Yes it would be better to be able to observe and use a language within a
native, living body of people in order to be able to well comprehend and
thoroughly appreciate the nuance, breadth and depth of a language. But in
order to do that you also must _require_ that population not to use some other
language which may well benefit them (in terms of education, trade,
international relations, access to information, etc.).

In Wales for example the historic Welsh language is being propped up at vast
expense to a relatively poor region of the UK. All lessons¹ in [state run]
primary schools (4-11 year olds) are used to promote the historic Welsh
language and children are taught that their own language - predominantly
English - is to be deprecated in preference to Welsh.

None of that serves the children. Without government interference, if trends
continued, barely a handful of people of any age would speak historic Welsh.
As it is now - made compulsory for all children in state schools - use of
historic Welsh language is still declining.

That would indeed be a loss to those interested in Brythonic languages or who
mourn for the simpler times of their youth when they spoke historic Welsh or
who despise the English people so fervently that using "their" language is
anathema [I'm not even joking], or whatever. But, would it be any loss for the
people living in Wales as a whole? I warrant not. Indeed it seems it would be
a gain.

\---

¹ PISA results for 2012, [http://priceonomics.com/only-4-of-languages-are-
used-online/](http://priceonomics.com/only-4-of-languages-are-used-online/),
are just in and show Wales is falling behind the rest of the UK and that the
UK is slipping relative to the other countries surveyed. I think an insidious
over-emphasis on historic Welsh is at least in part to blame.

------
jliechti1
I'd bet a large portion of these languages don't even have official written
languages. Some of the Chinese languages have tens of millions of native
speakers and even they have no standardized way of writing their languages.
When you start getting into languages that are specific to a tribe or very
local area, the odds seem pretty low.

------
M4v3R
The www.jw.org website (Jehovah's Witnesses website) is translated to 316
languages atm, which is on par with the article's claim (170 actively used +
140 borderline cases). You can disagree with the site's message, but it tries
to do a good job into sending the message to people all around the world in
different languages. In comparison though, JW publications are printed in 600+
languages, so there's still lot to do for the website.

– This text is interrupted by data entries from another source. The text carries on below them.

PR #6604, opened 2020-05-14
Partial Refactor: Feature #6434 - AB Test New Onboarding - Part 2

nbhasin2:
This is a partial effort at cleaning up the AB test onboarding code. 

**Suggestion:** Look at _Part 1 PR_ and review that before coming to this. Ideally Part 1 should go first and then this version. 

_Part 1 PR_ - https://github.com/mozilla-mobile/firefox-ios/pull/6601

**Overview:** 
In the first part as you can see we added basic views. In this version we refactored some of that and added simple view model and cleaned up most of unwanted browser view controller code. 
Moving more towards a closure delegate approach vs regular delegate.

**IntroViewModelV2.swift** - Simple View Model 
**IntroViewControllerV2.swift** - New combined VC 

The _New combined VC_ contains the following:
**IntroScreenWelcomeViewV2.swift** - New welcome screen view V2
**IntroScreenSyncViewV2.swift** - New sync screen view V2
**IntroWelcomeAndSyncViewV1.swift** - Refactored old intro view controller into just a view

Removed:
**IntroViewController.swift** - This got refactored into _IntroWelcomeAndSyncViewV1.swift_

**Cleaned up:**
**BrowserViewController.swift** - Removed unwanted code related to IntroViewController as we now have all the V1 and V2 combined in the new IntroViewControllerV2

Simple view model for the V2 of the Intro view controller. Reason for not adding model or making it more complicated is because there might be a chance that some of the work related to views
might be throw away due to the fact that this is all a part of A/B test. 
**Files updated:**  _IntroViewModelV2.swift_


Client/Frontend/Browser/BrowserViewController.swift
```diff
@@ -1913,35 +1913,15 @@ extension BrowserViewController: UIAdaptivePresentationControllerDelegate {
     }
 }
 
-extension BrowserViewController: IntroViewControllerDelegate {
-    @discardableResult func presentIntroViewController(_ force: Bool = false, animated: Bool = true) -> Bool {
-        onboardingUserResearchHelper()
+extension BrowserViewController {
```
nbhasin2, line 1916: We no longer require the delegate as Intro View Controller V2 uses closures.

Client/Frontend/Intro/IntroWelcomeAndSyncViewV1.swift
```diff
@@ -0,0 +1,306 @@
+/* This Source Code Form is subject to the terms of the Mozilla Public
```
nbhasin2, line 1: IntroWelcomeAndSyncViewV1.swift - Refactored old intro view controller into just a view

Client/Frontend/Intro/IntroWelcomeAndSyncViewV1.swift
```diff
@@ -0,0 +1,306 @@
...
+        button.titleLabel?.font = UIFont.systemFont(ofSize: 18, weight: .bold)
+        button.layer.cornerRadius = 10
+        button.backgroundColor = UIColor.Photon.Blue50
+        button.setTitle(Strings.IntroSignUpButtonTitle, for: .normal)
+        button.titleLabel?.font = UIFont.systemFont(ofSize: 18, weight: .semibold)
+        button.setTitleColor(.white, for: .normal)
+        button.titleLabel?.textAlignment = .center
+        return button
+    }()
+    private lazy var signInButton: UIButton = {
```
nbhasin2, line 106: This could have been done in another way (see below).
However, with all the refactoring it I was only saving few lines so decided to keep it simple. 

```
    private var topImageViews: [UIImageView] = {
        let imgView1 = UIImageView(image: UIImage(named: "tour-Welcome"))
        let imgView2 = UIImageView(image: UIImage(named: "tour-Sync"))
        let imageViews = [imgView1, imgView2]
        imageViews.forEach {
            $0.contentMode = .center
            $0.clipsToBounds = true
        }
        return imageViews
    }()
```

PR #6633, opened 2020-05-19
Fix #6559: China server switch should not hide when logged-in to FxA

### LINKED ISSUE #6559: China sync service: always show toggle to use global server
The toggle switch in settings to use the non-china server only shows up when not signed in to the account, so there is no way to see (AFAIK) what that setting is set to. I find this extremely confusing.

It should show at all times, and if toggled while signed-in, show a dialog:

"Changing the server requires signing out of your account, proceed? Ok/Cancel"

garvankeeley:
For the alert dialog, text was translated using google translate and needs to be verified.

### DIFF
--- a/Client/Frontend/Settings/AppSettingsOptions.swift
+++ b/Client/Frontend/Settings/AppSettingsOptions.swift
@@ -911,7 +911,7 @@ class ChinaSyncServiceSetting: Setting {
     }
 
     @objc func switchValueChanged(_ toggle: UISwitch) {
-
+        UnifiedTelemetry.recordEvent(category: .action, method: .tap, object: .chinaServerSwitch)
         guard profile.rustFxA.hasAccount() else {
             prefs.setObject(toggle.isOn, forKey: prefKey)
             RustFirefoxAccounts.reconfig()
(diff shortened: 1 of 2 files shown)


Client/Frontend/Settings/AppSettingsOptions.swift
```diff
@@ -902,8 +911,28 @@ class ChinaSyncServiceSetting: WithoutAccountSetting {
...
+        UnifiedTelemetry.recordEvent(category: .action, method: .tap, object: .chinaServerSwitch)
+        guard profile.rustFxA.hasAccount() else {
+            prefs.setObject(toggle.isOn, forKey: prefKey)
+            RustFirefoxAccounts.reconfig()
+            return
+        }
+
+        // Show confirmation dialog for the user to sign out of FxA
+
+        let msg = "更改此设置后，再次登录您的帐户" // "Sign-in again to your account after changing this setting"
```
nbhasin2, line 923: nit: Would be nice to put a comment as why we are adding Chinese string while we support localization

garvankeeley: I agree, and it seems like we should find a way to add this to the Strings file so we use regular L10N process. I don't think we know how to specify the string is only for Chinese translation.

nbhasin2: Yeah we can add a comment for translators but I am not aware of a way to specify for a particular language via the system we currently have in place.

bli-mozbj:
@garvankeeley 
The underlined url should be _**firefox.com.cn/pair**_ when use China-hosted services.

IMG_0732

PR #6648, opened 2020-05-20
Added leanplum debug menu option to clear onboarding and also copy LP Device ID

nbhasin2:
- This will help in testing onboarding cards in beta for different version
Ex. we want to change the AB test to show version B then we can go to the Leanplum AB test change the variable and on the app side just clear the onboarding defaults. This will trigger refresh when user comes back to BVC

- Adding the ability to copy device id in debug menu will help in finding the QA device for the user in LP and gather the result values in real time

### DIFF
--- a/Client/Frontend/Settings/AppSettingsOptions.swift
+++ b/Client/Frontend/Settings/AppSettingsOptions.swift
@@ -539,9 +539,34 @@ class ToggleOnboarding: HiddenSetting {
 
 class LeanplumStatus: HiddenSetting {
     let lplumSetupType = LeanPlumClient.shared.lpSetupType()
-
     override var title: NSAttributedString? {
-        return NSAttributedString(string: "Leamplum Status: \(lplumSetupType) | Started: \(LeanPlumClient.shared.isRunning())", attributes: [NSAttributedString.Key.foregroundColor: UIColor.theme.tableView.rowText])
+        return NSAttributedString(string: "Leamplum Status: \(lplumSetupType) | Started: \(LeanPlumClient.shared.isRunning())\nLeanplum Devide ID - \(LeanPlumClient.shared.deviceId ?? "")", attributes: [NSAttributedString.Key.foregroundColor: UIColor.theme.tableView.rowText])
+    }
+    
+    override func onClick(_ navigationController: UINavigationController?) {
+        copyLeanplumDeviceIDAndPresentAlert(by: navigationController)
+    }
+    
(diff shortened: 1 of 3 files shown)


Client/Frontend/Settings/AppSettingsOptions.swift
```diff
@@ -539,9 +539,34 @@ class ToggleOnboarding: HiddenSetting {
...
+                alert.dismiss(animated: true)
+            }
+        }
+    }
+}
 
+class ClearOnboardingDefaults: HiddenSetting {
     override var title: NSAttributedString? {
-        return NSAttributedString(string: "Leamplum Status: \(lplumSetupType) | Started: \(LeanPlumClient.shared.isRunning())", attributes: [NSAttributedString.Key.foregroundColor: UIColor.theme.tableView.rowText])
+        return NSAttributedString(string: NSLocalizedString("Debug: Clear onboarding defaults", comment: "Debug option"), attributes: [NSAttributedString.Key.foregroundColor: UIColor.theme.tableView.rowText])
```
garvankeeley, line 564: Please add a comment explaining what this means? What is an 'onboarding default' and why would it need to be cleared?

garvankeeley: Does this mean: re-request onboarding A/B from leanplum?

Client/Frontend/Settings/AppSettingsOptions.swift
```diff
@@ -559,9 +559,16 @@ class LeanplumStatus: HiddenSetting {
...
     override var title: NSAttributedString? {
-        return NSAttributedString(string: NSLocalizedString("Debug: Clear onboarding defaults", comment: "Debug option"), attributes: [NSAttributedString.Key.foregroundColor: UIColor.theme.tableView.rowText])
+        // Onboarding constant values are saved to not show the onboarding screen after user
+        // has already seen it and is dismissed. We however clear it here in this hidden setting
+        // so that when user reopens the app or when browser view controller is re-initialized
+        // we see the onboarding screen again.
+        //
+        // If we are running an A/B test this will also fetch the A/B test variables from
+        // leanplum.
+        return NSAttributedString(string: NSLocalizedString("Debug: Clear onboarding variables", comment: "Debug option"), attributes: [NSAttributedString.Key.foregroundColor: UIColor.theme.tableView.rowText])
```
nbhasin2, line 571: @garvankeeley Added comment to explain clearing onboarding variables and another explanation that we'll fetch A/B test variables from leanplum.

Issue #6436, opened 2020-04-20
QR Code Pairing Events


athomasmoz:
**Vision**

As a Product Manager, I want tracking in place to measure the success of the QR code pairing feature and determine if changes are needed

----

**Acceptance Criteria**

* Telemetry & Amplitude events in place to analyze results of QR code pairing based on [success criteria](https://docs.google.com/document/d/1sWvj0ewqIofn1zUM0cofC3wiQTbwx9AuH1hp25Xh8vA/edit#heading=h.79ad2m9je1va)
* Data science & data stewards have signed off on approach

kaylagalway:
[This doc](https://docs.google.com/document/d/1sWvj0ewqIofn1zUM0cofC3wiQTbwx9AuH1hp25Xh8vA/edit?ts=5ec4052d#heading=h.79ad2m9je1va) lists the telemetry changes for breach alerts. Below is a summary of the changes.

When user is authenticated successfully after logging in, the following events should be sent:
- If QR code sign in:
    - Category: "firefox_account"
    - Object: "connected"
    - Method: "pairing"
- If Email sign in:
    - Category: "firefox_account"
    - Object: "connected"
    - Method: "email"

Additionally, we want to track when users click sign in to sync to launch the new FirefoxAccountViewController, along with what location in the app that flow is launched from:
- Category: "firefox_account"
- Object(location from which sing in was launched): ("app_menu" | "settings" | onboarding | …)
- Method: "tap"

There should also be a disconnected event when a user initiates logout:
- Category: "firefox_account"
- Object: "disconnected"
- Method: null

irrationalagent:
@kaylagalway this looks like an accurate summary of what we need. there is one more (optional) measurement that I recommend: a boolean added to the `core` ping that indicates whether or not sync is currently signed into. This could be relevant to measuring the success of QR codes if we care about knowing whether or not the *proportion* of clients signed in changes after QR scanning is implemented. 

However, it would also mean that we would have to implement that boolean before the QR feature is shipped. Which may or may not be possible. If we can't do that, then I would argue that it would still be a useful general-purpose measurement to have, but it won't be directly relevant to measuring the success of pairing.

kaylagalway:
For QA verification - I have a PR open to add a doc explains the process for testing glean events here: https://github.com/mozilla-mobile/firefox-ios/pull/6732

PR #6663, opened 2020-05-21
Fix telemetry events for qr feature

kaylagalway:
Previously, we were always setting `.appMenu` as the `parentPage` and `object` for Telemetry when you launched the sign in/sign up flow from the `BrowserViewController`.  This was incorrect as you can also come from the onboarding flow and enter the `BrowserViewController` `getSignInOrFxASettingsVC` function. This PR fixes that, so Telemetry event information is sent correctly according to requirements in #6436

### DIFF
--- a/Client/Application/NavigationRouter.swift
+++ b/Client/Application/NavigationRouter.swift
@@ -200,7 +200,7 @@ enum NavigationPath {
             viewController.tabManager = tabManager
             controller.pushViewController(viewController, animated: true)
         case .fxa:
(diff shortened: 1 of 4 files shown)


kaylagalway:
This branch was created off of the `fix-email-login` branch, which was squashed and merged. I believe that is why it is still showing a commit diff in `FirefoxAccountSignInViewController`. There is not actually a diff there, all of those changes are in master already, but the commits were squashed.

Edit: Going into "publications" section, there's a picker which lets you
select a language from total of 538.

------
bowlofpetunias
I hope the research cited is better, because the article makes a complete hash
of mixing interface language, script and language actually used to
communicate. All of these are thrown together as "use of language on digital
stuff".

It's quite common around the world to use an interface in language X (because
the options are limited) but communicate in their own language. (I personally
do it all the time, so much so that I prefer an English interface over one in
my own language for the sake of consistency.)

Lack of support for certain kinds of script may be an issue, but that never
becomes clear from the article. If the data is heavily based on the formal
support for languages (instead of actual usage) then it's seriously skewed.
And even if it isn't, the article doesn't tell us where the actual problem is.

------
adamnemecek
I can't decide whether this is a good thing or a bad thing.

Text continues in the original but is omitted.